クラウド上でActive Directoryドメインを簡単に導入できる――Azure ADドメインサービスの一般提供開始:Microsoft Azure最新機能フォローアップ(26)(1/2 ページ)
Azure Active Directory(Azure AD)の新機能として「Azure ADドメインサービス」の正式提供が開始されました。これにより、Windows ServerのActive Directoryドメインサービスの機能を、Azureの仮想ネットワーク上に展開できるようになります。
フル機能のActive Directory環境を“マネージドサービス”として提供
2016年10月より、Azure Active Directory(Azure AD)の新機能として「Azure ADドメインサービス」の一般提供が開始されました。
- #AzureAD Domain Services is now GA! Lift and shift to the cloud just got WAY easier![英語](Microsoft Enterprise Mobility and Security Blog)
本連載第8回で紹介した、2015年10月にプレビュー提供が開始されたサービスの正式リリースとなります。
Azure ADは、クラウドアプリのためのID管理サービスです。Azure ADはディレクトリ統合や広範囲のSaaS(Software as a Service)アプリケーションに対応するために、SAML 2.0、WS-Federation 1.2、OAuth 2.0/OpenID Connect 1.0といった認証および承認プロトコルをサポートしています。Office 365もまた、Azure ADを利用しています。
Azure AD(Azure Active Directory)は、「Active Directory」という名前が付いていますが、機能的にはWindows Serverの「Active Directoryドメインサービス」とは全く異なるものです。Windows ServerのActive Directoryドメインサービスは、企業ネットワークにおいて、WindowsやUNIX/Linux、Macに対してActive Directoryドメインを提供し、Kerberos/LDAP/NTLMによる認証と、社内リソースへのアクセス制御やグループポリシーによる管理機能などを提供します。
これまで、Azure仮想マシン上でActive Directoryドメインを利用するには、Windows ServerのAzure仮想マシンをドメインコントローラーとしてセットアップする、あるいはActive Directoryドメイン環境のあるオンプレミスのネットワークをサイト間VPN接続でAzure仮想ネットワークに接続するといった方法がありました。
Azure ADドメインサービスは、Windows ServerのActive Directoryドメインサービスの機能を、Azure仮想マシンが接続するAzure仮想ネットワーク上に提供する“フルマネージドサービス”になります。Azure ADドメインサービスを使用すると、ドメインコントローラーの展開と管理をAzure ADに任せることができるので、簡単に導入できるだけでなく、運用管理も簡素化できます。

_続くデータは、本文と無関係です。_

PR #8015, opened 2021-06-29
Update documentation of the url log fields

### LINKED ISSUE #4684: ATS 7.1 logging - cquc: Client Request
Hi
I want to track **urls of client requests** so in the logging.config:
```
-- Squid Log Format.
squid = format {
  Format = '%<cqts> %<ttms> %<chi> %<crc>/%<pssc> %<psql> %<cqhm> %<cquc> %<caun> %<phr>/%<pqsn> %<psct>'
}

log.ascii {
  Format = squid,
  Filename = 'squid'
}
```
In the ATS documentation:
`
cquc | Client Request | Canonical URL from the client request to Traffic Server. This field differs from cqu by having its contents URL-escaped (spaces and various other characters are replaced by percent-escaped entity codes).
`

I thought `cquc `will be the client request (the url I paste in my browser) but it is actually the origin server.

shinrich:
Trying to clarify the documentation for the client/proxy request logging fields.

This closes #4684

### DIFF
--- a/doc/admin-guide/logging/formatting.en.rst
+++ b/doc/admin-guide/logging/formatting.en.rst
@@ -811,17 +811,20 @@ paths), from transactions processed by |TS|.
 ===== ============== ==========================================================
 Field Source         Description
 ===== ============== ==========================================================
-cqu   Proxy Request  URI of the client request to |TS| (a subset of cqtx_). In
-                     reverse proxy mode, |TS| logs the rewritten/mapped URL
-                     (according to the rules in :file:`remap.config`), not the
-                     pristine/unmapped URL.
-cquc  Client Request Canonical URL from the client request to |TS|. This field
+cqu   Proxy Request  URL of the proxy request from |TS| to the origin. If a
+                     remap rule is used (:file:`remap.config`), the original
+                     client URL is replaced with the URL in the target of the
+                     remap rule.
+cquc  Proxy Request  Canonical URL from the proxy request to origin. This field
                      differs from cqu_ by having its contents URL-escaped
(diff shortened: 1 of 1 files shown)


maskit:
I don't think the changes are correct because "cq" in log field names mean "Client reQuest". In fact, the data source of `cqu` is `LogAccess::m_client_request` but not `LogAccess::m_proxy_request`.

Are we sure `m_client_request` and `m_proxy_request` always have the same URL regardless of transaction state? In other words, can we really change the data source to `m_proxy_request` ?

If the answer is yes, the new descriptions probably match actual outputs. However, using "cq" for data from Proxy Request doesn't seem correct. I'd deprecate confusing `cqu` and rename it to `pqu`, and also change the data source to `m_proxy_request`.

If the answer is no, the doc should not say the source is Proxy Request (nor URL in a request form proxy to origin).

Log field names for content length is very clear. We should have followed this manner.
```
cqcl | Client Request | Client request content length, in bytes.
pqcl | Proxy Request | Content body length of the Traffic Server proxy request to the origin server.
pscl | Proxy Response | Content body length of the Traffic Server proxy response.
sscl | Origin Response | Content body length of the origin server response to Traffic Server.
```

shinrich:
Agreed that the original log format names (cq) are confusing.  The updated description matches reality to the best of my reading of the code and reviewing log output.  I'll do as you suggest and add some new format names and deprecate the old ones.

rob05c (approved):
LGTM

shinrich:
Filled #8196 to track fixing the log formats as @maskit suggests.

Issue #5702, opened 2019-07-09
Ignore If_modified_since even if if_none_match field's value is empty. 


scw00:
https://tools.ietf.org/html/rfc7232#section-3.3

>A recipient MUST ignore If-Modified-Since if the request contains an If-None-Match header field;

IIUC we should ignore If-Modified-Since once the request contains If-None-Match header field. `Although the value is empty`.

bryancall:
Look like this was fixed in #5701 and merged

PR #5701, opened 2019-07-09
fix If-Match and If-Unmodified-Since priority problem

WolfgangBai:
A recipient MUST ignore If-Unmodified-Since if the request contains
   an If-Match header field，about rfc https://tools.ietf.org/html/rfc7232#section-3.3.

PR #8018, opened 2021-06-30
Ignore if_modified_since when if_none_match is present

constreference:
Addresses https://github.com/apache/trafficserver/issues/5702
https://datatracker.ietf.org/doc/html/rfc7232#section-3.3


bryancall:
[approve ci]

bryancall:
Look like this was fixed in #5701 and merged - It looks like this PR is just cleaning up initialization?

constreference:
@bryancall, That PR addresses If-Match and If-Unmodified-Since priority, while this looks at If-None-Match and If-Modified, Currently if an etag is not present, we move to check the If-Modified-Since presence

bryancall:
[approve ci]

PR #8025, opened 2021-07-01
header_rewrite rm-destination support

### LINKED ISSUE #4670: Allow header_rewrite to remove query parameters

### LINKED ISSUE #8024: Add rm-destinations for various parts in header rewrite
We have a couple components right now that to delete them expect to be used with a set-destination and empty string, i.e. port, an upcoming PR for query, etc.

We should add first class rm-destination support for these as well

ezelkow1:
Adds a new `rm-destination`, this lets you specify either QUERY or PATH, and be able to drop them from the incoming request

closes #8024 
closes #4670

### DIFF
--- a/doc/admin-guide/plugins/header_rewrite.en.rst
+++ b/doc/admin-guide/plugins/header_rewrite.en.rst
@@ -689,6 +689,18 @@ used as its replacement. You must supply a non-zero length value, otherwise
 this operator will be an effective no-op (though a warning will be emitted to
 the logs if debugging is enabled).
 
+rm-destination
+~~~~~~~~~~~~~~
+::
+
+  rm-destination <part>
+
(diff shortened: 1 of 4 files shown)


zwoop (approved):
Love it!

zwoop (approved):

PR #8737, opened 2022-03-17
Require use of 'override' keyword when valid.

ywkaras:


ywkaras:
[approve ci fedora]

ywkaras:
https://www.fluentcpp.com/2020/02/21/virtual-final-and-override-in-cpp/

ywkaras:
Hmm looks like clang doesn't support -Wsuggest-override .

ywkaras:
https://reviews.llvm.org/D82728

masaori335 (approved):
Looks reasonable.

Issue #7824, opened 2021-05-12
The strategies.yaml parser can incorrectly interpret the YAML elements in the host protocol.


jrushford:
A user inadvertently created an invalid host definition in the strategies.yaml.  When configuring the **scheme** section of a **host** the user added the **port** element as an array field.  The parser allowed this but at runtime, the next hop lookup failed to get the proper port number which caused a runtime assertion failure.

Incorrect YAML:
`
     protocol:
        - scheme: http
        - port:  80
`

Correct YAML:
`
     protocol:
        - scheme: http
           port
`

jrushford:
After parsing the YAML, I think a check for all required settings should catch this problem.

ywkaras:
It seems like we should have seen this note in diags.log:

https://github.com/apache/trafficserver/blob/8a948afc6caafdbd4d28e63b377610f66ee8ea5b/proxy/http/remap/NextHopSelectionStrategy.cc#L76

Seems like we should either default the scheme to NH_SCHEME_HTTP, or call Emergency() rather than Note(), so TS doesn't continue running in unpredictable ways.

jrushford:
Fixed with PR #8742

jrushford:
Fixed by PR #87442

jrushford:
Fixed by PR #8742

PR #8742, opened 2022-03-18
Fixes Issue #7824 - The strategies.yaml parser can incorrectly interpret

jrushford:
Fixes Issue #7824 - The strategies.yaml parser can incorrectly interpret the YAML elements in the host protocol in both core and the parent_select plugin.


ywkaras (approved):

zwoop:
Cherry-picked to v9.2.x

PR #8745, opened 2022-03-21
Add log format for whether origin TLS connection resumed an existing TLS session

### LINKED ISSUE #7850: Should add log format for whether origin TLS connection resumed an existing TLS session
With PR #7479 ATS support session reuse for connections to the origin.  For the client-side request we can log `%<cqssr>` which indicates whether the user-agent connect was started by resuming an existing TLS connection.

We should have a similar entry for the connection from ATS to origin.  Maybe `%<pqssr>`

https://docs.trafficserver.apache.org/en/latest/admin-guide/logging/formatting.en.html?highlight=logging%20format#ssl-encryption

duke8253:
This resolves #7850


SolidWallOfCode (approved):

zwoop:
Cherry-picked to v9.2.x

PR #8753, opened 2022-03-23
Update to proxy-verifier-v2.3.1

bneradt:
Proxy Verifier version 2.3.1 actively closes the connection when the
proxy (ATS) returns a response with a "Connection: close" header. This
improves the stability of the cache-request-method AuTest, wherein ATS,
dependent upon packet timing, would sometimes return a "Connection:
close" and follow it with a TCP FIN. The FIN would then be processed by
the Verifier client after request headers were sent, which would
interrupt the traffic flow and cause the test to fail. With Verifier
version 2.3.1, this is avoided by the client actively closing the
connection when ATS returns the intermittent "Connection: close".


bneradt:
Marking this for 9.2.x because it is a test-only change that improves test stability.

randall (approved):

ezelkow1 (approved):

zwoop:
@bneradt Do we need this for 9.1.x as well ?

zwoop:
Cherry-picked to v9.2.x

bneradt:
> @bneradt Do we need this for 9.1.x as well ?

Yes, that's probably a good idea. That would help the AuTests to run more reliably there.

PR #8750, opened 2022-03-22
Use Sphinx 4.x

bneradt:
Sphinx has fixed the following issue that was blocking us from moving to
Sphinx 4.x:
https://github.com/sphinx-doc/sphinx/issues/9322

With that fixed, we can unpin from 3.x, which this patch does.

Fixes: #7941

PR #8754, opened 2022-03-23
Revert "Use Sphinx 4.x"

bneradt:
Reverts apache/trafficserver#8750

Reverting because this breaks the rendering of our docs. The build succeeds, but the css seems broken. This will need to be investigated further. For now I'll simply revert this for later investigation.


bneradt:
[approve ci fedora]

masaori335 (approved):

PR #8762, opened 2022-03-28
Avoid allocation when matching hosts for vol lookup

cmcfarlen:
This avoids a malloc, free, memcpy and a scan for end of string (for string_view construction).

This call to `CacheHostMatcher::Match` could happen multiple times per request when a hosting.config is used.


bryancall:
[approve ci autest]

SolidWallOfCode (approved):

zwoop:
Cherry-picked to v9.2.x

PR #8765, opened 2022-03-29
Fixing the httpbin AuTests by pinning Werkzeug

bneradt:
The AuTests using httpbin all started failing today when new AuTest
pipenv environments started using the 2.1.0 version of Werkzeug. This
new Werkzeug release removes its BaseResponse API because it has been
deprecated for a few releases. httpbin has a dependency upon
BaseResponse, however, and thus it currently fails with this latest
Werkzeug release. This patch temporarily pins Werkzeug until httpbin is
updated so that our httpbin AuTests can run.

### DIFF
--- a/tests/Pipfile
+++ b/tests/Pipfile
@@ -43,5 +43,11 @@ microserver = ">=1.0.6"
 jsonschema = "*"
 python-jose = "*"
 
+# The latest version of Werkzeug (2.1.0) breaks httpbin because it removes
+# deprecated function `BaseResponse` that httpbin directly or indirectly
+# depends upon. Pinning Wekrzeug for now until httpbin or its dependencies is
+# updated for the changed API.
+Werkzeug = "==2.0.3"
+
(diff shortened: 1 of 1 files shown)


bneradt:
This needs to go to all our supported branches so that our httpbin AuTests can run. I'll make a separate 8.1.x.

randall (approved):

ezelkow1 (approved):

ezelkow1:
[approve ci fedora]

zwoop:
Cherry-picked to v9.2.x

zwoop:
@bneradt Do we need this for the 9.1.x branch too ?

bneradt:
> @bneradt Do we need this for the 9.1.x branch too ?

Yep: we'll need this in 9.1.x since the autests there will use httpbin which requires Werkzeug to be pinned. Otherwise all those httpbin tests fail.

PR #8757, opened 2022-03-24
Use Sphinx 4.x (second attempt)

bneradt:
This is a second attempt to upgrade to Sphinx 4.x. The first was #8750.
It was noticed, however, that the new Sphinx didn't automatically
deliver the theme.css file. This updates the conf.py file to make the
addition of theme.css explicit.

PR #8771, opened 2022-03-29
Revert "Use Sphinx 4.x (second attempt) (#8757)"

bneradt:
This reverts commit 4dbf9147c639afdc2d6e21b98218240563ea91d2.

In the previous attempt to use Sphinx 4.x, I tried to fix our CSS 4.x
rendering by explicitly adding theme.css to the css_files html_context.
That did indeed add the needed theme.css rendering to the various docs,
but there are still some artifacts that don't render correctly (such as
ts:cv parameters). Reverting 4.x for now since 3.x works fine and moving
to 4.x is turning out to be a bigger project than I expected.

### DIFF
--- a/doc/Pipfile
+++ b/doc/Pipfile
@@ -23,7 +23,12 @@ verify_ssl = true
 
 [packages]
 
-sphinx = "*"
+# The latest 4.x sphinx release has issues with style rendering. The 3.x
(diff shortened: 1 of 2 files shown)


bneradt:
[approve ci]

traeak (approved):

PR #8772, opened 2022-03-29
Add metrics for loop detection.

### LINKED ISSUE #7900: Add metric for loop detection
We should have a metric that increments when a proxy loop is detected. Likely here:

https://github.com/apache/trafficserver/blob/f36cf6a6e5b1372916170541bec681a80b34c46f/proxy/http/HttpTransact.cc#L6577

cmcfarlen:
Fixes #7900 

ATS detect loops and multi-hop loops.  I added separate metrics for these, but I can combine them if that is preferred.


ywkaras:
Don't you need to add these to the documention?

ywkaras (approved):

zwoop:
Cherry-picked to v9.2.x

PR #8773, opened 2022-03-29
Pin Jinja2 for doc builds

bneradt:
The latest jinja2 breaks Sphinx 3.x builds. For now, pinning jinja2 to
an earlier release for doc builds.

また、Azure ADドメインサービスが提供するドメイン環境は、Azure ADのテナントとディレクトリが同期されるため、通常は「Azure AD Connect」で行うディレクトリ同期のための複雑な手順が必要なく、最初から“ハイブリッドなID管理環境”を手に入れることができます。
この他、正式リリースでは、LDAPS(LDAP over SSL/TLS)のサポート、オンプレミスのActive Directoryとのディレクトリ同期環境におけるSID履歴の同期など、幾つか機能強化が行われています。